(Exercise prompt) Below are some records; output exactly the lines from the line with "statement in #2881" to the line with "Step 1. create", both ends kept, and nothing more.

Source data Block Start

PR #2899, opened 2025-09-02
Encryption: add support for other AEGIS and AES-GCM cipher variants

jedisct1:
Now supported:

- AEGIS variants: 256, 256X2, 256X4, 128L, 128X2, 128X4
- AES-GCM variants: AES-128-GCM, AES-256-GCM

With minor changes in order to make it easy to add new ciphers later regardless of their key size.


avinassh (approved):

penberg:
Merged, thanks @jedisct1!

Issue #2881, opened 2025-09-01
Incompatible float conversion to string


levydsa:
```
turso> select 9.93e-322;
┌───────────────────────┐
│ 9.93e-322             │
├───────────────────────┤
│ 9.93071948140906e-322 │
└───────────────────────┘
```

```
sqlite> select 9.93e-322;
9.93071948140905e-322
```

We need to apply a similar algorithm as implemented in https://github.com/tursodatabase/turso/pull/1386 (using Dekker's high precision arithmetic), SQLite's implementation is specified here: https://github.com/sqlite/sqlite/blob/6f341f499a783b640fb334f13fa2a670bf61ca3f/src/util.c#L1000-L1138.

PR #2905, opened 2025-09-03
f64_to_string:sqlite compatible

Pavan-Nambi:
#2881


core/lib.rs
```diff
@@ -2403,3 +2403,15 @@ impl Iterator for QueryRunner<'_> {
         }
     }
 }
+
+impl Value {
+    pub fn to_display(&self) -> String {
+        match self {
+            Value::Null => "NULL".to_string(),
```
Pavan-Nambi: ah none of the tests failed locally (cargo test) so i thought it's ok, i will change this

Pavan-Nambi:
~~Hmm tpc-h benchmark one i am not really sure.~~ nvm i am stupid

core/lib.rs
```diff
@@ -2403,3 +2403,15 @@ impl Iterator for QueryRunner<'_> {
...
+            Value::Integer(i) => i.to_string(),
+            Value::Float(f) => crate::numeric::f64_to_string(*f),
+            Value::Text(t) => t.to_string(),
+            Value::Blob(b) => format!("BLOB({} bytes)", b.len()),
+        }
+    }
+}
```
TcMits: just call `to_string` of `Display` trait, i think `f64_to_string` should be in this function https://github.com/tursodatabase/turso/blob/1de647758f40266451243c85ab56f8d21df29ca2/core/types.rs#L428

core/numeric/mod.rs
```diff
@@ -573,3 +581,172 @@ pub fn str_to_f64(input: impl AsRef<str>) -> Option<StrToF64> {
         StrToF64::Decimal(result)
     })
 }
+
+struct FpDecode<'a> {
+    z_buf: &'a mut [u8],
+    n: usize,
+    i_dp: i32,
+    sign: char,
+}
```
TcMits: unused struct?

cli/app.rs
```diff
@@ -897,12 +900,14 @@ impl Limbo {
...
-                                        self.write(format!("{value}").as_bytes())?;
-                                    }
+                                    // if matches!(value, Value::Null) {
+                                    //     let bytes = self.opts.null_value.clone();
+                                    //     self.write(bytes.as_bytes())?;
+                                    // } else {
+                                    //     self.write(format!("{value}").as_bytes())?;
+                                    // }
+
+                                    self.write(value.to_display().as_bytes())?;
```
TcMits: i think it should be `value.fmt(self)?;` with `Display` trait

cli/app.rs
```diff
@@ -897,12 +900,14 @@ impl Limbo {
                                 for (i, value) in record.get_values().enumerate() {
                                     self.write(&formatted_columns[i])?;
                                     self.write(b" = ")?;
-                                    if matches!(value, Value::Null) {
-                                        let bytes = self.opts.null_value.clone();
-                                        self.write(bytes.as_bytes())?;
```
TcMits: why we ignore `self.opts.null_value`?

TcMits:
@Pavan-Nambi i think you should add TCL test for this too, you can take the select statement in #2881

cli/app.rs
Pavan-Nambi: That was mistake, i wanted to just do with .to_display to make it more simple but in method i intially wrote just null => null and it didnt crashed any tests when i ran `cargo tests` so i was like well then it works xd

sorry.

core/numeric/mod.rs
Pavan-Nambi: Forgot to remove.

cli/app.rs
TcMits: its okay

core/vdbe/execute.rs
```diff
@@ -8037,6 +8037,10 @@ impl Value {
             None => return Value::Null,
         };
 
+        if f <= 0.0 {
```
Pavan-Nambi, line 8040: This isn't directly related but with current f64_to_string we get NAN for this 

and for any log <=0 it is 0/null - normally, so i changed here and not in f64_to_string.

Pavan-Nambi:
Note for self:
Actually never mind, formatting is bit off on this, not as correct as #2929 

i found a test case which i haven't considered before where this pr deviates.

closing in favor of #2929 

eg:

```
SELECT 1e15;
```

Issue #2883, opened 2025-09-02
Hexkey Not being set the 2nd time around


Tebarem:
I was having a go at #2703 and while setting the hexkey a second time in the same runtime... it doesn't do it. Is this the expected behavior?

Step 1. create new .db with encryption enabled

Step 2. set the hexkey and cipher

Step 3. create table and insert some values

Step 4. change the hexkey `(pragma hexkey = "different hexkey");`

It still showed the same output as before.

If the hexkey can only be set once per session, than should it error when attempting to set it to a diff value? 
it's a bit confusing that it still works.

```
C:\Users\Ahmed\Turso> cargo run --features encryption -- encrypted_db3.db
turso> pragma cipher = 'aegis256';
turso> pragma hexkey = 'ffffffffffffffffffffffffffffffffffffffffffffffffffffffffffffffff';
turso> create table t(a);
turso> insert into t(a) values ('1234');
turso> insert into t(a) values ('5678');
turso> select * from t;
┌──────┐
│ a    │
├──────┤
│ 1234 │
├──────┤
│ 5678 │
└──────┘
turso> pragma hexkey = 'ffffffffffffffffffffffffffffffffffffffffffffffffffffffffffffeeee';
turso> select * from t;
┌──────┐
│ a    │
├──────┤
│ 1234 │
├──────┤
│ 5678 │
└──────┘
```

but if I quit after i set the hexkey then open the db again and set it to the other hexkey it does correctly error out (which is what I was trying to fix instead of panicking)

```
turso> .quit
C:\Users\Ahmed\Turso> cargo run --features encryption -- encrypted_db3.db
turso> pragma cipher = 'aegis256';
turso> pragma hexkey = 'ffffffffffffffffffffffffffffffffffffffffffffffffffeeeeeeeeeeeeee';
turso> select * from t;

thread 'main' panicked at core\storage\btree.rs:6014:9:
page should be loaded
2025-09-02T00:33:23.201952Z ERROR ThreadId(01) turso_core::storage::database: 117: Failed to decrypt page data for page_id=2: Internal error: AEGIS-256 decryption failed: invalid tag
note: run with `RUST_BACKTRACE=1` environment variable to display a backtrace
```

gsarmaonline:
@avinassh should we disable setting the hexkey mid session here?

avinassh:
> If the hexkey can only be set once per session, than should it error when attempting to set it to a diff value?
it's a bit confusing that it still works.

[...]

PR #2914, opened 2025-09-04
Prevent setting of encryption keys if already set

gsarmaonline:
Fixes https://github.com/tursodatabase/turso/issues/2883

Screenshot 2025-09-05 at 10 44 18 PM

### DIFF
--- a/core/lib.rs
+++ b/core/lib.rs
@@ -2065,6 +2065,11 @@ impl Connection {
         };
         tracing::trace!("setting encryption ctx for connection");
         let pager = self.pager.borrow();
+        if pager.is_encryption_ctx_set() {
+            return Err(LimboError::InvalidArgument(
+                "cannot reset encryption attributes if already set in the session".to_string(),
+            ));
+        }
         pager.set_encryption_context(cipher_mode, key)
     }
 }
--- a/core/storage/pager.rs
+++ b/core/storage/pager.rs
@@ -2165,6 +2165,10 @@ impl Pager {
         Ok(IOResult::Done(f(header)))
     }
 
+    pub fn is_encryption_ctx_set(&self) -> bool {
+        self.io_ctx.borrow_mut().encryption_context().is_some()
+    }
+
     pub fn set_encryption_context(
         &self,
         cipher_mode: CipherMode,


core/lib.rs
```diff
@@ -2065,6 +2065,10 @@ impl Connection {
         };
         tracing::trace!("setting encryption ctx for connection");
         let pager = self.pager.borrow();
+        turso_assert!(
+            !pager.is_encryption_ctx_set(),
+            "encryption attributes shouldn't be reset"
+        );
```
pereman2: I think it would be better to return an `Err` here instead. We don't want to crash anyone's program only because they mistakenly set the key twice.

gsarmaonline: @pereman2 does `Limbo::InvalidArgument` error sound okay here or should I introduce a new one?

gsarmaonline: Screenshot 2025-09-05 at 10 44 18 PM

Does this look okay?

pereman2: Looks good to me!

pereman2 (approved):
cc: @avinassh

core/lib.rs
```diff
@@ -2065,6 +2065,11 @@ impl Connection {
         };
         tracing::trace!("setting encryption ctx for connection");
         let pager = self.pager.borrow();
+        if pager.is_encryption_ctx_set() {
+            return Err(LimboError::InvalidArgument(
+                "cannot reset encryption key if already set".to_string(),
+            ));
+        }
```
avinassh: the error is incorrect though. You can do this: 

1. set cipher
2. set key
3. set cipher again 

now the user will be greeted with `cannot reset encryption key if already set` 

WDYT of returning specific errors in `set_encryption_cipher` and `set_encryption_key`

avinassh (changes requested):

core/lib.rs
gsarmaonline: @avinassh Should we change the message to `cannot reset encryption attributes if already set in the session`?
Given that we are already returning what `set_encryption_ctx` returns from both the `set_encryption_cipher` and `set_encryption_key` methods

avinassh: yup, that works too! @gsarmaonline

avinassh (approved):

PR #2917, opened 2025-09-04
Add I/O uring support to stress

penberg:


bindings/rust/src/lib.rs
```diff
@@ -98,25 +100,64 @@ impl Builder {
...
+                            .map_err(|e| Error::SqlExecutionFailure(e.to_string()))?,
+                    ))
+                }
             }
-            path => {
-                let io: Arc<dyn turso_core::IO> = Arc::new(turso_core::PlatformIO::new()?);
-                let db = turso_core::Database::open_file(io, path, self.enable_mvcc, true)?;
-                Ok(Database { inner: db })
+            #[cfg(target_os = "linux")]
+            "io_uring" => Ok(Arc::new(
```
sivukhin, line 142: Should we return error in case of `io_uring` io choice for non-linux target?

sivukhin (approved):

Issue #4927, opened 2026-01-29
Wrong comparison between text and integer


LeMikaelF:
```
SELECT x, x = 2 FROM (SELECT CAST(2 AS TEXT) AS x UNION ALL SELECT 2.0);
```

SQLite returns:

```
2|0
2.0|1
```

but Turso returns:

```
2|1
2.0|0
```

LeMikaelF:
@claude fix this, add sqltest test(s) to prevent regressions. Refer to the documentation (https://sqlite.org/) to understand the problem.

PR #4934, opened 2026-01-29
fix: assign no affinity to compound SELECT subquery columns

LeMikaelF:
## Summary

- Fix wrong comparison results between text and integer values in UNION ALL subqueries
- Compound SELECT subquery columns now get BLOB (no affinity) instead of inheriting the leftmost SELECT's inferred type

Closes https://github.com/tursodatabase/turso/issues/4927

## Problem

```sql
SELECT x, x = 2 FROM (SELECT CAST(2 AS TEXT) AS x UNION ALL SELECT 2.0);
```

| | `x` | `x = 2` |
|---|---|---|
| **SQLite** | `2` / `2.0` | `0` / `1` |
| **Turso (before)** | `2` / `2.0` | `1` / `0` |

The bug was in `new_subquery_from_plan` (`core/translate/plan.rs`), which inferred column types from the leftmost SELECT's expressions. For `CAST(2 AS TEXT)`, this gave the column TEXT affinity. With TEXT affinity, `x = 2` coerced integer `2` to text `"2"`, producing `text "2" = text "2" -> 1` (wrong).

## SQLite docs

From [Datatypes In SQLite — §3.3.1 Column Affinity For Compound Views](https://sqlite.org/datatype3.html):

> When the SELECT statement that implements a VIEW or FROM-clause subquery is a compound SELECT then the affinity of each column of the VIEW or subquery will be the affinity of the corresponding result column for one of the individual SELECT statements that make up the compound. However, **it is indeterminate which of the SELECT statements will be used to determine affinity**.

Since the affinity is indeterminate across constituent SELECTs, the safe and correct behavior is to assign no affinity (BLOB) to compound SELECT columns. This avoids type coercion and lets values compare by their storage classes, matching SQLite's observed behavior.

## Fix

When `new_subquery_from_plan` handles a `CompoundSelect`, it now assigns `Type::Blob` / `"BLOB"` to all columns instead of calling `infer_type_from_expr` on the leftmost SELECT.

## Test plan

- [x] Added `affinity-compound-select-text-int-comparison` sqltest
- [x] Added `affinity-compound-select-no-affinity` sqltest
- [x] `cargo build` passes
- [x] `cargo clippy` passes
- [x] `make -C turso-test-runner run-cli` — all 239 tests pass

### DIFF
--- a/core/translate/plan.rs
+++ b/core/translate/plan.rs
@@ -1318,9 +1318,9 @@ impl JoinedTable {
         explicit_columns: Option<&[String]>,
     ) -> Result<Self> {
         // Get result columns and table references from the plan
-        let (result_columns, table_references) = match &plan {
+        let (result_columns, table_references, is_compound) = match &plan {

Source data Block End

(Response area)
@Pavan-Nambi i think you should add TCL test for this too, you can take the select statement in #2881

cli/app.rs
Pavan-Nambi: That was mistake, i wanted to just do with .to_display to make it more simple but in method i intially wrote just null => null and it didnt crashed any tests when i ran `cargo tests` so i was like well then it works xd

sorry.

core/numeric/mod.rs
Pavan-Nambi: Forgot to remove.

cli/app.rs
TcMits: its okay

core/vdbe/execute.rs
```diff
@@ -8037,6 +8037,10 @@ impl Value {
             None => return Value::Null,
         };
 
+        if f <= 0.0 {
```
Pavan-Nambi, line 8040: This isn't directly related but with current f64_to_string we get NAN for this 

and for any log <=0 it is 0/null - normally, so i changed here and not in f64_to_string.

Pavan-Nambi:
Note for self:
Actually never mind, formatting is bit off on this, not as correct as #2929 

i found a test case which i haven't considered before where this pr deviates.

closing in favor of #2929 

eg:

```
SELECT 1e15;
```

Issue #2883, opened 2025-09-02
Hexkey Not being set the 2nd time around


Tebarem:
I was having a go at #2703 and while setting the hexkey a second time in the same runtime... it doesn't do it. Is this the expected behavior?

Step 1. create new .db with encryption enabled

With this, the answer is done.